I am partly responsible for why WebAssembly is this way. You can thank/blame
me for the if-else bytecodes. They are indeed, a form of compression, as they
don't add expressive power. I measured carefully and they make a big
difference in code size. That's why they're there!

The structured control flow requirement is to benefit _all consumers_. It is
only a burden on producers that come from CFGs, not from ASTs and other tree-
like IRs. If you have a dominator tree, then you can generate structured
control flow in linear time. LLVM does this a particular way, but there are
straightforward algorithms.

No, this wasn't Google throwing around its veto power or something like that.
There is a good reason why control flow is structured, as hinted in comments
here.

1\. Structured control flow rules out irreducible loops. Irreducible loops
cause problems for _all_ JIT compilers in all browser engines, not just V8,
and even in JVMs. Things get really complicated, particularly in register
allocation. [1]

2\. Structured control flow guarantees a stack discipline for the use of
labels, mirroring the stack discipline for values. This is not only a nice
symmetry, it means that a consumer that needs to allocate space per label can
reuse that space as soon as a control construct is closed. That is essentially
optimal for use of consumer space resources.

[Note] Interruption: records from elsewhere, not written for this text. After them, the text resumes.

PR #1933, opened 2015-04-07
surface worker metrics

gsps1:
worker metrics didn't have aggregation group defined, so we weren't collecting metrics emitted from worker. this is the fix.

### DIFF
--- a/cdap-watchdog/src/main/java/co/cask/cdap/metrics/store/DefaultMetricStore.java
+++ b/cdap-watchdog/src/main/java/co/cask/cdap/metrics/store/DefaultMetricStore.java
@@ -130,6 +130,14 @@ public class DefaultMetricStore implements MetricStore {
       // i.e. for service only
       ImmutableList.of(Constants.Metrics.Tag.NAMESPACE, Constants.Metrics.Tag.APP,
                        Constants.Metrics.Tag.SERVICE)));
+    // worker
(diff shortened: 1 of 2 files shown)


gokulavasan:
@gsps1 Can you add some tests?

cdap-watchdog/src/main/java/co/cask/cdap/metrics/store/DefaultMetricStore.java
```diff
@@ -130,6 +130,14 @@ public Cube get() {
       // i.e. for service only
       ImmutableList.of(Constants.Metrics.Tag.NAMESPACE, Constants.Metrics.Tag.APP,
                        Constants.Metrics.Tag.SERVICE)));
+    // worker
+    aggs.add(new DefaultAggregation(
```
anwar6953: indentation seems off

anwar6953: remainder lgtm

gsps1: indentation is fine, the able comment `` for service only`` is for a parameter, that's why it seems off , but isn't.

gsps1:
http://builds.cask.co/browse/CDAP-DUT1367 - Green - Merging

[1] No kidding. If you have an irreducible loop in Java bytecode, which is
possible, you will never be JITed and will get stuck running 100x slower in
the interpreter. We thought this through very carefully in V8. If you allow
irreducible loops in Wasm, you force all engines to either stick to their
lowest execution tier and run 2-100x slower, do relooping themselves, or
handle the general case of irreducible loops spending multiple person-years
complicating their optimizing tiers' backends for a case that is _incredibly
rare_ (and probably introducing lots of bugs). In V8 we would have probably
gone for the relooper option because the other two options are bad. So that's
a lose, because now the engine is more complicated, doing a rewrite of the
code that could as well be done better and more efficiently offline by a
producer. And there is no benefit because the engine's code would be no better
than what the producer would have come up with. So we'd choose the lesser of
the complexity options, but get no performance benefit, in order to avoid the
absurdly bad performance hit of not being able to use the optimizing tier. Bad
tradeoff now matter how you slice it, IMHO.

I am fully convinced we made the right choice here.

We should have communicated better and the relooper algorithm and tools should
textbook, off-the-shelf stuff.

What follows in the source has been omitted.